Wonder Woman : Hiketeia- la review

Comme vous le savez, coté DC Comics, je suis battable à tous les niveaux. J’ai tenté de m’accrocher comme possible à cet univers si complexe avec Batwoman Elegy ou encore les derniers épisodes de Blackest Night. En fait, je fais parti de cette catégorie de lecteurs novices en DC qui attendent que la traduction du relaunch soit faite en le plus rapidement possible. Mais en attendant, on peut toujours revoir des classiques, comme par exemple, Wonder Woman : Hiketeia arbitré par le duo Rucka/J.G. Jones que je m’apprête à vous faire la review.

Ce qui m’a plus d’entrée de jeu, c’est qu’avec WW, on a souvent droit à des histoires mixant à la fois (super)héroïsme et mythologie (normal pour une déesse). Là, l’intrigue principale est centrée sur ces deux facettes, avec d’un côté le respect à la parole et au rite et de l’autre la justice, toujours, qui guette. Comme  à son habitude Greg Rucka tisse un scénario quasi-parfait où Wonder Woman est piégée entre deux choix : protéger sa suppliante Danielle Wellys coûte que coûte jusqu’à même combattre son ami ou manquer à sa parole et se faire trucider par les furies. Ce comic book nous dévoile les anciens rites de la Grèce Antique, l’honneur à la parole et le respect des engagements. Mener de mains de fer par l’alliance Rucka/J.G. JonesWonder Woman :  Hiketeia peut être qualifié de classique et d’indispensable à la compréhension de l’univers de l’amazone, un MUST HAVE dans votre collection, un véritable coup de coeur pour moi !
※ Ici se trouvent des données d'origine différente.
PR #5773, opened 2026-05-01
fix(jac-scale): silently drop unknown query parameters instead of crashing

### LINKED ISSUE #4661: Bug: Unknown query parameters crash function and walker endpoints

akindu-k:
## Problem

Endpoints decorated with `@restspec` would crash with HTTP 500 when the request URL contained query parameters not declared in the walker or function signature.

```
GET /items?category=books&v=1708012345
→ TypeError: get_items() got an unexpected keyword argument 'v'
```

This is a common real-world scenario — CDNs, proxies, and browser cache-busting mechanisms routinely append extra parameters that the application has no knowledge of and should not be required to handle.

## Root Cause

`jfast_api.impl.jac` contains an `extra_query_params_code` block that, when the endpoint callback accepts `**kwargs`, loops over all raw request query parameters and injects any not explicitly declared into `callback_args`. Walker and function callbacks always use `**kwargs` as a catch-all for FastAPI parameter injection, so this block was always active — silently forwarding unknown params (like `v`) into the underlying Jac walker/function that doesn't declare them, causing the crash.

Mais bon, je vais arriver à conclusion alors que je n’ai même pas fini l’introduction. Alors point par point, scénario puis graphisme et impressions personnelles.

Comme dit quelques ligne auparavant, Greg Rucka mène le récit à bon port en incluant plusieurs degrés de lecture. Ainsi, des questions philosophiques surgissent tout au long du comic et nous laissent réfléchir sur de nombreux points. Ce qui est intéressant aussi, c’est le domaine de la prostitution qui a été brièvement abordé pour souligner une fois de plus les défauts de notre société.

Concernant le graphisme, je trouve que J.G. Jones remplit sa part du contrat grâce à son réalisme habituel qui colle parfaitement avec le récit de son collègue scénariste. Pour faire simple, il dessine en respectant la proportion de tout être vivant sans gros lolo et muscles surdimensionnés et franchement, ça fait du bien.

En conclusion je ne pourrais que revenir sur ma fausse introduction et souligner la quasi-totalité des points que j’y ai cité en ajoutant une petite note à ce Wonder Woman, un jolie 5/5 pour le travail prestigieux réalisé par ce duo d’artiste. Même si à l’heure où j’écris cet article, les reviews sur les News’ 52 DC se font nombreuses, je me dis qu’il n’est jamais trop tard pour aborder un univers surtout lorsqu’on est lecteur de VF et que la traduction du relauch n’est toujours pas annoncé par le successeur de Panini. Pour faire bref, les quelques comics que j’ai eu l’occasion de lire chez DC Comics sont de pures merveilles, j’espère que l’éditeur ne me décevra en cours de chemin.